Шарко опустил веки, и перед его глазами заплясали черные круги. Странно, но после этого сразу же представил, как ласкает живот Люси. Пальцы скользили по нежной коже вверх, вниз, снова вверх — и он ощущал под ними тепло крохотного существа, которое скоро явится в мир. Потом это тепло стало растекаться по всему его телу, любовь Люси окутывала его, обволакивала, разливалась вокруг него. И любовь Сюзанны, и любовь Элоизы…

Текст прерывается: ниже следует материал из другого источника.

PR #305, opened 2016-02-18
Remove memoization on encode

### LINKED ISSUE #304: Memoized encoding does not properly handle repeated field operations
The changes introduced in https://github.com/ruby-protobuf/protobuf/pull/293, performing operations on repeated fields is no longer handled properly after the memoized encoding has been computed.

Комиссар медленно опустил оружие и прошептал прямо в ухо Жувье:

— Ад для тебя — это все что угодно, кроме смерти.

Эпилог

Люси стояла у елки на коленях и старательно, как маленькая девочка, расставляла фигурки в рождественском вертепе. Осел, вол, Мария и Иосиф, а в центре — Младенец Иисус. В прошлом году ей не давались, были не под силу эти, такие простые, движения. В голове ее тогда прыгали и кричали близняшки, и праздник закончился слезами.

Верно говорят, что время лечит раны, подумала она.

С кухни доносился приятный запах: Шарко, нацепив поварской колпак, обжаривал крупных креветок с чесноком и лимоном. Уже 28 декабря? Ну и что? А у них Рождество сегодня.

Люси, задумчиво вертя в руках фигурку Младенца, подошла к комиссару.

— Странно все-таки получилось с этой «Бессмертной» партией… — сказала она. — В российскую глушь мы с тобой отправились из-за бессмертия, два наших дела закончились одновременно — почти в самое Рождество Христово… Если бы мои мозги не были так примитивно устроены, я бы, наверное, увидела в этом знак, увидела бы нечто… не знаю, как лучше сказать… нечто метафизическое.

— Нет тут ничего, кроме странного совпадения, — ответил Шарко. — А русскую линию нашего расследования не удалось завершить, ничего пока не кончилось, пусть даже мы и получили ответы на многие вопросы. То, как нас выкинули из этого дела, и сейчас меня бесит. Все эти гнусные рожи. Все это безумие.

— Тут множественное число, — вздохнула Люси. — Все эти разные виды безумия. Еще ведь Филипп Агонла. Третий вариант сумасшествия. Мне все чаще кажется, что нашу планету населяют одни ненормальные. — Люси положила на стол запеленатую фигурку и долго на нее смотрела, чувствуя, что вот-вот расплачется. — Не могу себе представить, что было бы, если бы ты… если бы ты выстрелил тогда в Жувье.

— Я же этого не сделал!

— Но ты уехал от меня, с тем чтобы сделать именно это. Ты был готов на все.

Франк отложил деревянную лопаточку, которой переворачивал креветок, и оглядел подругу с головы до ног. Ему не хотелось обсуждать все это в праздничный вечер. Хотелось оставить в стороне то, что он обнаружил в тетрадях. Хотелось забыть — пусть всего на несколько часов.